*Task directions*
Show each line of the records below where the word "would" occurs.

Dataset records
PR #474, opened 2026-08-10
fix(ci): declare the docs build's Supabase env so turbo's cache key includes it

ofri-peretz:
## Summary

Two config defects, found when #472's production deploy failed. Together they meant the docs site could not ship the canonical download figures.

**1. `.vercelignore` patterns were unanchored.**

```
scripts        →  matches apps/docs/scripts too
tools          →  matches apps/*/tools too
packages, playground, distribution — same
```

`apps/docs/scripts/sync-plugin-stats.ts` is the first thing `docs#build` runs, and it was being stripped from every upload. It is committed and not gitignored, so nothing pointed at the cause.

This has been latent for as long as the patterns have existed. Deploys kept passing because `docs#build` kept hitting the turbo cache and never executed the command — the first deploy that genuinely rebuilt docs died with `ERR_MODULE_NOT_FOUND`. A leading slash restores the original intent: exclude the repo-root directories, not every namesake beneath them.

**2. The docs build env was never declared to turbo.**

The build log has been saying so:

> the following environment variables are set on your Vercel project, but missing from `turbo.json`. These variables **WILL NOT** be available to your application

`SUPABASE_URL` and `SUPABASE_ANON_KEY` are exactly that. `/stats` would have built with no data source and silently omitted the download card — #472's graceful degradation working correctly while hiding a config bug, which is the worst possible combination.

## Test plan

- [x] `turbo run test --filter=...[origin/main]` passes (the `"// env"` comment key I first tried is rejected by turbo's schema — removed).
- [x] `prettier --check turbo.json` clean.
- [x] Full pre-push gate green.
- [ ] Post-merge: production deploy reaches Ready and `/stats` shows **360,361** with the "since December 2025" label.

## Summary by CodeRabbit

* **Chores**
  * Updated build configuration to recognize the required Supabase environment variables during builds.


ofri-peretz:
Resolved the conflict against `main`.

The `.vercelignore` half of this PR is **obsolete** — #476 landed a broader fix that deletes those files entirely rather than anchoring the patterns, so I took `main`'s deletion.

What remains is the `turbo.json` half, which is still needed: `SUPABASE_URL` / `SUPABASE_ANON_KEY` are read at build time by `apps/docs/.interlace/lib/scorecard-data.ts`, and neither is declared in `build.env` on `main`. Undeclared, they are absent from the cache key, so rotating a key can serve a stale cached build — the same failure mode as the `content/` inputs gap.

Retitling would be fair since the headline no longer matches the content.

*Output of the task*
`SUPABASE_URL` and `SUPABASE_ANON_KEY` are exactly that. `/stats` would have built with no data source and silently omitted the download card — #472's graceful degradation working correctly while hiding a config bug, which is the worst possible combination.
Retitling would be fair since the headline no longer matches the content.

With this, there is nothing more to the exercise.